Here in the USA "Informed Consent" is a standard medical legal term referring to the legal ability or lack thereof of a patient to give consent for healthcare treatment. It restricts the ability of a person to give such consent if they are an underage minor or are mentally unfit.....such people are deemed unable to give consent because they are judged as being cognitively immature or impaired. As an example, if a healthy-appearing seven year old child were to walk into a medical clinic and request a non-emergency, elective cosmetic surgery procedure to be performed upon them, their lack of rising to the status of being able to deliver informed consent would be one of the reasons why staff would be barred from performing such a procedure upon the child. Another example could be seen in the case of an adult patient who is mentally altered due to a preexisting condition, drugs or alcohol who is in a life-threatening accident yet refuses emergency medical care. Such a person is also deemed unfit to make an informed consent decision due to his altered mental status and care would proceed despite the patient's objections, under the legally supported premise that an unimpaired person would want his or her life to be saved.
From the article:
MPs will propose that women be allowed to seek an abortion on the basis of informed consent dropping the requirement for two doctors signatures and perform the second stage of a medical termination at home rather than at a hospital or clinic.
They also want nurses rather than doctors to be allowed to carry out abortions in the first trimester of pregnancy, up to 12 weeks.
Assuming that "Informed Consent" has a similar meaning in the UK legal arena as it does here in the USA, which I suspect it does, this would mean that an apparently-unimpaired woman of legal age would be able to get an abortion after seeing only a nurse.
Here in the USA, a person can become a Registered Nurse after a two-year College Nursing program, which would deliver an Associate college degree..

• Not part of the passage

PR #3690, opened 2024-12-13
Fixes #3689, fm.sync removes unavailable volumes.

### LINKED ISSUE #3689: Refresh does not remove volumes not available anymore
**Describe the bug**

Volumes may stop being available (such as virtual volumes from a database and the volume was deleted from the database by another user). Doing a reload should detect this case and remove the volume, but currently, it does not.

Correction....the second example that I gave above involving the impaired accident victim would actually fall under the rules of “implied consent”, which refers to the understanding that an unimpaired person would want their life to be saved. A better example of an impaired adult falling under informed consent rules would be if that impaired adult were to walk into a clinic and request an elective procedure....such a person would be judged as being unable to understand the potential hazards of the procedure as explained to them by the healthcare provider, and as such would not be able to give informed consent.
Sorry for my error :-)
Ping.
Well, not exactly. If they're a minor, they get the abortion anyway (unless they're very, very young - like your 7 yr old - in which case the court orders it) because these "clinics" do not notify the parents, regardless of the law. A huge number of the abortions they perform on minors are on girls who were impregnated by someone at least 12 years older than the girl (Mom's "boyfriend," etc.). And of course they never report it.
People in most parts of the US can get an abortion after seeing the receptionist. Forget the nurse.
Well, not exactly.
I'm sorry that my post was apparently not presented in a manner that was sufficiently clear. Taken in full and in context, it was intended to provide a definition of the medical-legal term informed consent in a general sense and in terms of the proposals set forth in the article, and for what it was intended to be, it remains correct.. I was not suggesting that the legal definition is what is always actually occurring in the real world and specifically in the matter of abortion, one of the most highly politicized medical arenas in existence,. along with AIDS which has it's own special set of rules. I had hoped to make the general nature of my response apparent by my use of examples which did not include abortion, and in fact were intentionally nonspecific so that the general sense of what I was saying would be adequately conveyed.. I'm hoping that everyone is fully aware that not everything works out in practice the way it's originally intended to, particularly in matters that are highly politicized.